Im excited for this collection as well. UGH it will probably be a mess trying to get things online, guess, stalking for this collection is going to be a must!!!


----------



## DILLIGAF (Feb 20, 2013)

This is apparently going to be an expensive year.


----------



## sagehen (Feb 20, 2013)

DILLIGAF said:


> This is apparently going to be an expensive year.

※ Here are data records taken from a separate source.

PR #2527, opened 2020-11-10
Update TagBot.yml

quinnj:
As recommended [here](https://discourse.julialang.org/t/ann-required-updates-to-tagbot-yml/49249)

### DIFF
--- a/.github/workflows/TagBot.yml
+++ b/.github/workflows/TagBot.yml
@@ -1,9 +1,12 @@
 name: TagBot
 on:
-  schedule:
-    - cron: 0 * * * *
+  issue_comment:
+    types:
+      - created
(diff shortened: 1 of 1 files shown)


bkamins (approved):

bkamins:
Thank you. CI fails for some strange reason - I will investigate it separately.

bkamins:
CI fails because of some breaking changes in Tables.jl.
Surprisingly different CI runs seemed to use different state of Tables.jl.
I will report separately when I investigate it in detail.

bkamins:
> CI runs seemed to use different state of Tables.jl

Nice case 😄 - some of the runs were started before Tables 1.2 was released and some after it was released.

  	My thoughts exactly. Between this and the Fashion Sets/All About Orange, and maybe Temperature Rising...MAC is getting ALL of my mad money.


----------



## MissTT (Feb 20, 2013)

So glad a thread was started here. I suspect it will be less judgmental in this environment. Anyway, I know this is going to be a huge hit. I'm a sucker for packaging so I know I'm in. Hopefully, the products deliver. It's really interesting how they're spreading this collection out over the course of the year. Gives our wallets a chance to recoup and I also think it will make the products more accessible to a variety of people. We all get 4 opportunities to try and score something rather than missing out because you didn't wake up one random Tuesday morning at 4am.


----------



## BeautyByLele (Feb 20, 2013)

MissTT, I agree!!! Rihanna is human just like the rest of us, whateva she does in her personal life is her business !!! Just bring on the makeup RiRi so glad the packaging is so cute and girly!!!!!


----------



## sss215 (Feb 20, 2013)

I'm really looking forward to the quads, the compact and the blush duo.   Someone at MAC adores Rihanna because I've never heard of such a large collection released in different seasons like this one; all for one person. It's sounds so special.  Product names are going to be pretty cool as well.   This may be my largest MAC haul ever.


----------



## BeautyByLele (Feb 20, 2013)

I dont wanna say Im going to get everything from this collection but im DEF hoping I will like a majority of the items.  I already know I want a brush set.  I usually dont purchase multiples when it comes to makeup but I dont know with this collection I just might!!!!!!!!!!!


sss215 said:


> I'm really looking forward to the quads, the compact and the blush duo. Someone at MAC adores Rihanna because I've never heard of such a large collection released in different seasons like this one; all for one person. It's sounds so special. Product names are going to be pretty cool as well. *This may be my largest MAC haul ever.*


----------



## afulton (Feb 20, 2013)

I'm looking forward to this collection.  It reminds me so much of when MAC did Diana Ross.  Can't wait...


----------



## Slimmycakes (Feb 20, 2013)

MissTT said:


> So glad a thread was started here. I suspect it will be less judgmental in this environment. Anyway, I know this is going to be a huge hit. I'm a sucker for packaging so I know I'm in. Hopefully, the products deliver. It's really interesting how they're spreading this collection out over the course of the year. Gives our wallets a chance to recoup and I also think it will make the products more accessible to a variety of people. We all get 4 opportunities to try and score something rather than missing out because you didn't wake up one random Tuesday morning at 4am.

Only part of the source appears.